I have become less naïve about community-engaged scholarship. In this field, we often highlight participants’ agency, resistance, solidarity, and creativity as they appear in everyday life. We do this to challenge dominant portrayals that cast them as victims or depict them in other stigmatizing ways. While this approach is important, it also carries risks. Agency can be romanticized and turned into a kind of moral evidence that seems to compensate for structural injustice. Emphasizing agency may even shift responsibility from institutions onto individuals. I have therefore grown wary of presenting agency as a comforting narrative. Instead, I try to hold agency, solidarity, and resistance alongside structural injustice—keeping both in the same frame without allowing one to obscure or neutralize the other.


You highlight the need to interrogate what remains untouched in migration scholarship. Which areas do you think are most overlooked, and what could we learn by addressing them?

Our research activities are limited to what we focus on, the type of research questions we are concerned about, the methodologies, the participants and communities we engage with and the outreach of our findings. Policy making and social and political mobilization are not necessarily affected by research in this field. As researchers, we have limited influence over broader geopolitical issues that affect the globe and create inequalities. At the same time, migration, social and health policies remain the core in determining forms of governance in daily life in our contexts. The gap between policy and migration research, especially regarding health, is enormous. By addressing these issues, we do not succumb to an increasingly dehumanizing view of migration, migrants and people living in marginalized conditions and their consequences.

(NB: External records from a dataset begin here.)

PR #3164, opened 2020-04-29
Allow specifying a package override for pydocgen

praneetloke:
### Proposed changes

As the title states, this PR contains changes to the `generate_python_docs.sh` script to allow passing an optional argument to override the package name. I have also updated `pydocgen` to accept the same optional argument as well and build docs for just that package.

I have also added some missing package names to the following scripts so that they can be run to generate all docs. I kind of went down the rabbit hole with this one:
* `run_typedoc.sh`
* `generate_python_docs.sh`
* `generate_all_resource_docs.sh`
* `docfx/docfx.json`

Along with that I also updated our README with instructions on how to enlist a new provider for docs since that information seemed to be missing.

EDIT: Oh and once this is merged, we'll need to update https://github.com/pulumi/scripts/blob/master/ci/build-package-docs.sh#L77 to pass the provider name.

N/A

### Related issues (optional)

N/A


docfx/docfx.json
```diff
@@ -208,6 +226,15 @@
...
       "dest": "metadata/Pulumi.Mailgun"
     },
+    {
+      "src": [
+        {
+          "src": "../../pulumi-mongodbatlas/sdk/dotnet",
+          "files": ["Pulumi.*.csproj"]
+        }
+      ],
+      "dest": "metadata/Pulumi.Mongodbatlas"
```
praneetloke, line 236: I got this name by looking at our .NET SDK for this provider and checked the namespace for one of the C# classes.

docfx/docfx.json
```diff
@@ -163,6 +163,15 @@
...
       "dest": "metadata/Pulumi.F5BigIP"
     },
+    {
+      "src": [
+        {
+          "src": "../../pulumi-github/sdk/dotnet",
+          "files": ["Pulumi.*.csproj"]
+        }
+      ],
+      "dest": "metadata/Pulumi.Github"
```
praneetloke, line 173: I know this way of spelling GitHub is not the right way, but alas, that's the name we used in our .NET SDK per one of the C# classes that I looked at.

README.md
```diff
@@ -157,6 +157,26 @@ We currently have CI in-place to call the above script whenever a new provider v
...
+Since Pulumi uses CI to generate docs, there isn't a need to keep scripts up-to-date when docs for a new provider
+ need to be generated. Every provider repo uses similar `Makefile`  that contains calls to the
+  relevant scripts to generate docs for that provider when a new version is released.
+
+However, there may be times when you need to generate docs for all providers out-of-band and submit a PR for it. To
+ do that, ensure that the following files have all of the providers listed:
+* For NodeJS API docs: `scripts/run_typedoc.sh`
+* For Python API docs: `scripts/generate_python_docs.sh` and `tools/pydocgen/pulumi-docs.json`
+* For .NET API docs: `docfx/docfx.json`
+* For Resource docs: `scripts/generate_all_resource_docs.sh`
```
justinvp, line 172: Lower priority, but we really should consolidate these into a single place. Should we open an issue?

tools/pydocgen/pulumi-docs.json
```diff
@@ -115,6 +115,12 @@
       "pulumi_provider_name": "keycloak",
       "terraform_provider_name": ""
     },
+    {
+      "name": "Pulumi Kong",
+      "package_name": "pulumi_kong",
+      "pulumi_provider_name": "kong",
+      "terraform_provider_name": "kong"
```
justinvp, line 122: We leave this blank when the TF provider isn't in the https://github.com/terraform-providers GH org.

```suggestion
      "terraform_provider_name": ""
```

README.md
praneetloke: Yes, definitely! I was thinking the exact thing while I was typing this out. But yeah this is the current situation. And yes, I'll open an issue for it.

tools/pydocgen/pulumi-docs.json
praneetloke: Ah ok. I'll update it.

README.md
praneetloke: Created https://github.com/pulumi/docs/issues/3168 for this.

PR #3175, opened 2020-04-30
Regenerate Python docs for all packages

praneetloke:
I have Python 3.8 on my macOS and the version of Sphinx that we have pinned for `tools/pydocgen` does not work unless we upgrade Sphinx to v2.3.1 or later. See https://github.com/sphinx-doc/sphinx/issues/6803. The fix was to disable parallel build in Sphinx on macOS for Python 3.8 https://github.com/sphinx-doc/sphinx/pull/6879. I am not sure if we ever upgraded Sphinx before and if there are things to "watch out" for?

Looking at the diffs, though, I see that the every property, class, method now gets the `py` css class as well. I also see that output properties have a type associated with it. Not sure if that is Sphinx doing that, or if we recently added those types. Those are the two things I noticed. If this is too much, I can switch to Python 3.7 and regenerate them.

Lastly, you might be wondering what's up with the commit messages saying "NodeJS". Sigh. I wrote a little script to commit the files per-package and I wrote it for the other PR for the NodeJS docs, and forgot to change the commit message while generating the Python docs. I'll fix the commit messages when I "squash and merge", so please ignore the "typo" for now. :)


Pipfile
```diff
@@ -0,0 +1,11 @@
+[[source]]
```
justinvp, line 1: Should this file be under `tools/pydocgen`?

Pipfile
```diff
@@ -0,0 +1,11 @@
...
+name = "pypi"
+url = "https://pypi.org/simple"
+verify_ssl = true
+
+[dev-packages]
+
+[packages]
+
+[requires]
+python_version = "3.8"
```
justinvp, line 11: Does this line mean 3.8 is required now to generate the docs?

The min version of Python we currently support is 3.6, which means _I think_ we want to continue to build our packages using 3.6 (according to https://docs.travis-ci.com/user/languages/python/#specifying-python-versions, 3.6 is the default version of Python on Travis CI).

If we're now requiring 3.8 to generate the docs, won't we run into issues when releasing a new version of a package, since it'll be using Python 3.6 to regen the docs?

Pipfile
praneetloke: Yikes. This file was accidentally added when I ran `pipenv update sphinx` from the root of the repo instead of the `tools/pydocgen` folder. I have removed this now.

Pipfile
praneetloke: Yeah this whole file was an unintentional addition. I have removed it.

For students, researchers, and community partners seeking to engage with or support marginalized communities, how can we recognize and build on these communities’ strengths rather than focusing only on their challenges or vulnerabilities?

By spending time in the communities, building trust with organizations and community members, and being transparent about your research agendas toward social justice beyond the particulars of the research topics. Trust takes time and requires accountability; for that, it is important to constantly check expectations with your partners. Capabilities and resources are often unfolded in existing practices we have access to. As researchers, we hold some power that we can use as allies of the community to channel, amplify, and validate these initiatives. I believe it is always important to assess the levels of responsibility and mobilization within the communities, again for transparency and to set adequate expectations.